YOUR GOAL - Retype the records exactly.

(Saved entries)
>>>

PR #272, opened 2018-01-10
ED-3100 Removed 'show more' button on article lists

eadpearce:
https://uktrade.atlassian.net/browse/ED-3100


richtier:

<<<

RESULT FOR THIS TASK -
PR #272, opened 2018-01-10
ED-3100 Removed 'show more' button on article lists

eadpearce:
https://uktrade.atlassian.net/browse/ED-3100


richtier:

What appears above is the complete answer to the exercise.